[Supplied material — start]

PR #1906, opened 2024-03-17
README.rst

admdmd:


osuxn:
When you type "https://www.google.com" into a web browser's address bar and press Enter, several things typically happen:

DNS Lookup: The browser initiates a Domain Name System (DNS) lookup to translate the human-readable domain name "www.google.com" into an IP address. This process involves querying DNS servers to find the IP address associated with the domain.

Establishing a TCP Connection: Once the IP address is obtained, the browser establishes a Transmission Control Protocol (TCP) connection with the server hosting Google's website. This connection is typically done over port 443 for HTTPS (Hypertext Transfer Protocol Secure) connections.

TLS Handshake (if HTTPS): If the website uses HTTPS, the browser and server engage in a TLS (Transport Layer Security) handshake to establish a secure connection. This involves negotiating encryption parameters, exchanging cryptographic keys, and verifying the server's identity via its SSL/TLS certificate.

HTTP Request: After the connection is established (and secure, if HTTPS), the browser sends an HTTP GET request to the server for the specific resource, in this case, the homepage of Google's website.

Server Processing: The server receives the HTTP request and processes it. In the case of Google's homepage, the server may generate a dynamic HTML page tailored to the user's location, preferences, or other factors.

HTTP Response: The server sends an HTTP response back to the browser, containing the requested resource (in this case, the HTML content of Google's homepage) along with appropriate response headers.

Rendering: The browser receives the HTML content and begins rendering the webpage. It parses the HTML, processes CSS stylesheets, executes JavaScript code (if any), and renders the final webpage layout.

Displaying: Finally, the browser displays the rendered webpage to the user, allowing them to interact with Google's search engine interface and other features.

Francaosawaru:
some of the things that happens when you type "https://www.google.com/" into a web browser's address bar and press enter includes:

1 DNS Lookup
2 Connection
3 HTTP and HTTPS
4 Firewall
5 Load Balancer
6 Webserver
7 Application Server
8 Database
[https://(protocol)](https://jesulayomi.medium.com/(protocol)) www(sub-domain) .google(domain) .com(root) /toys-for-us(path)
Here are the steps in detail…
DNS Lookup
Immediately after hitting enter, the browser sends a request to the domain name system server that returns the IP address of the domain name.
There is a lot more steps in that process that happens in the blink of an eye
The computer/browser checks its A record (A for Address) to find the ip address of [www.google.com.](http://www.google.com./) An A record can be simply described as a table mapping domain names to ip addresses. Websites and webpages are served from a server, these servers are identified by their ip addresses. IP addresses are a unique address that identifies a device on the internet.They are a pain to remember as they are just series of digits or letters (Like 216.58.223.196 — IPv4 or 2001:db8:0:1234:0:567:8:1 - IPv6) so we use domain names instead (Like google.com)
If the IP address is not in the browser’s memory, the request goes through these points.
Browser => Operating system => Resolver => Root => Top Level Domain name servers => IP address
Resolver — Your ISP knows the root (.com, .net, .tech, .org)
Root — Knows the Top level domain name servers ([a-m].gtld-servers.net)
TLD Authoritative name servers — know all domain names that use the root (.com) and returns the IP address of the domain name.
Connection (TCP/IP)
Transmission Control Protocol (TCP) and Internet Protocol (IP) are used to establish a connection between the client and the server hosting the site/application. On some browsers, you’ve probably seen the “Performing TLS handshake” text while a page is loading. The TLS handshake happens when a client sends a request and the server acknowledges the request for a connection After the acknowledgement is sent, the browser then sends the request for the homepage of google.
Then the server sends the html code and any other resources (scripts, images or videos) necessary to display the homepage on the browser over http or https.
Firewall
This monitors outgoing and incoming traffic based on rules (like port restrictions, or specific protocols usage) Some firewalls also check data sent for malwares.A firewall blocks unauthorized traffic and allows only communications that are considered safe, using a set of security rules provided by a network administrator.
Load balancer 
Servers will now be broken down to load balancers and webservers (although some webservers have their own load balancers).
Load balancers are used to share traffic/requests between backend webservers. One popular load balancer software is HA Proxy. It can use different methods for load balancing between webservers such as round-robin, leastconn, ratioed round-robin.
Web server
Webservers serve the static web content to the browsers load is shared between multiple webservers by the load balancer(s).
Application server
An application server is a modern form of platform middleware. This is system software that resides between the operating system (OS), and the external resources (such as a database management system [DBMS], communications, and Internet services). An application server exposes business logic to the clients, which generates dynamic content. It is a software framework that transforms data to provide the specialized functionality offered by a business, service, or application.
Database management system - DBMS
Databases for applications or dynamic content need to be stored, one way of storing is through relational databases that use persistent storage and can perform CRUD operations (create, read, update, delete). The application server requests some data from the google database to use in its response.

[Supplied material — finish]

Each line of the data that includes "traffic" should be copied.

# Your solution:
This monitors outgoing and incoming traffic based on rules (like port restrictions, or specific protocols usage) Some firewalls also check data sent for malwares.A firewall blocks unauthorized traffic and allows only communications that are considered safe, using a set of security rules provided by a network administrator.
Load balancers are used to share traffic/requests between backend webservers. One popular load balancer software is HA Proxy. It can use different methods for load balancing between webservers such as round-robin, leastconn, ratioed round-robin.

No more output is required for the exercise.